[Collected data]
_ _ _ _ _ _ _

PR #514, opened 2022-02-23
fix: shortest path crash with zero-length weight vector

### LINKED ISSUE #513: Weighted shortest_paths crashes on edgeless graphs.
**Describe the bug**
Running `shortest_paths` with the `weights` parameter on an edgeless graph triggers the fatal error and crashes python: `Fatal error at src/core/vector.c:1181 : Assertion failed: v->stor_begin != v->end`

**To reproduce**
```python
>>> import igraph
>>> g = igraph.Graph()
>>> g.add_vertices(1)
>>> g.es['attr'] = []
>>> g.shortest_paths(weights='attr')
```

**Version information**
Crashes in 0.9.9.
Also tested in 0.7.1.post6, everything works fine.

szhorvat:
Fixes #513.

This is trivial, but I'm not yet comfortable directly committing to python-igraph

### DIFF
--- a/src/_igraph/graphobject.c
+++ b/src/_igraph/graphobject.c
@@ -5826,7 +5826,7 @@ PyObject *igraphmodule_Graph_shortest_paths(igraphmodule_GraphObject * self,
       }
     }
   } else {
-    /* No weights, use a simple BFS */
+    /* No weights or empty weight vector, use a simple BFS */
     e = igraph_shortest_paths(&self->g, &res, from_vs, to_vs, mode);
   }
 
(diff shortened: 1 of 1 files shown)


szhorvat:
I checked, and could not find any other similar problems in the python-igraph codebase.

iosonofabio:
Would you mind changing the comment of line 5833 into:

```
/* No weights or empty weight vector, use a simple BFS */
```

iosonofabio:
Then you can merge

szhorvat:
Merged. I'll leave the `master` -> `develop` merge to you, in case some conflict appears that I wouldn't be comfortable resolving.

ntamas:
Merged into `develop`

_ _ _ _ _ _ _

> [Exercise goal]: Retype all of the records above, keeping them identical.

> [Result]:
PR #514, opened 2022-02-23
fix: shortest path crash with zero-length weight vector

### LINKED ISSUE #513: Weighted shortest_paths crashes on edgeless graphs.
**Describe the bug**
Running `shortest_paths` with the `weights` parameter on an edgeless graph triggers the fatal error and crashes python: `Fatal error at src/core/vector.c:1181 : Assertion failed: v->stor_begin != v->end`

**To reproduce**
```python
>>> import igraph
>>> g = igraph.Graph()
>>> g.add_vertices(1)
>>> g.es['attr'] = []
>>> g.shortest_paths(weights='attr')
```

**Version information**
Crashes in 0.9.9.
Also tested in 0.7.1.post6, everything works fine.

szhorvat:
Fixes #513.

This is trivial, but I'm not yet comfortable directly committing to python-igraph

### DIFF
--- a/src/_igraph/graphobject.c
+++ b/src/_igraph/graphobject.c
@@ -5826,7 +5826,7 @@ PyObject *igraphmodule_Graph_shortest_paths(igraphmodule_GraphObject * self,
       }
     }
   } else {
-    /* No weights, use a simple BFS */
+    /* No weights or empty weight vector, use a simple BFS */
     e = igraph_shortest_paths(&self->g, &res, from_vs, to_vs, mode);
   }
 
(diff shortened: 1 of 1 files shown)


szhorvat:
I checked, and could not find any other similar problems in the python-igraph codebase.

iosonofabio:
Would you mind changing the comment of line 5833 into:

```
/* No weights or empty weight vector, use a simple BFS */
```

iosonofabio:
Then you can merge

szhorvat:
Merged. I'll leave the `master` -> `develop` merge to you, in case some conflict appears that I wouldn't be comfortable resolving.

ntamas:
Merged into `develop`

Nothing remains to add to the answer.